Dr David Collins

Biography

David Collins graduated with a BEng in Mechatronic Engineering from Dublin City University in 2000, and later completed a part time MEng in Laser Based Surface Metrology in 2005. David has extensive experience in the aerospace, pharmaceutical and medical device industries and from 2007 to 2009 ran a small engineering company offering contract engineering (mechanical, electrical & control system) services.

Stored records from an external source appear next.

PR #145, opened 2022-02-21
Added `laminas/laminas-servicemanager` as non-dev dependency, required at runtime

gsteel:
|    Q          |   A
|-------------- | ------
| Bugfix        | yes
| BC Break      | no
| QA            | yes

### Description

`Psr\Container` and `Interop\Container` are too…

In 2009 David joined the Irish Separation Science Cluster and completed a PhD in Analytical Chemistry in 2013 under Prof. Brett Paull. Since 2013 David has been a principle investigator within the group and his work focuses on the fabrication of polymeric phases for both liquid and gas chromatography and also on the development of analytical instrumentation.

In May 2016 David took up a lecturing position (Lecturer in Bioprocess Engineering) within the School of Biotechnology.

2016 – Present, Principle Investigator: Portable ion analyser platform – towards rapid on-site analysis of ground, river, and waste waters.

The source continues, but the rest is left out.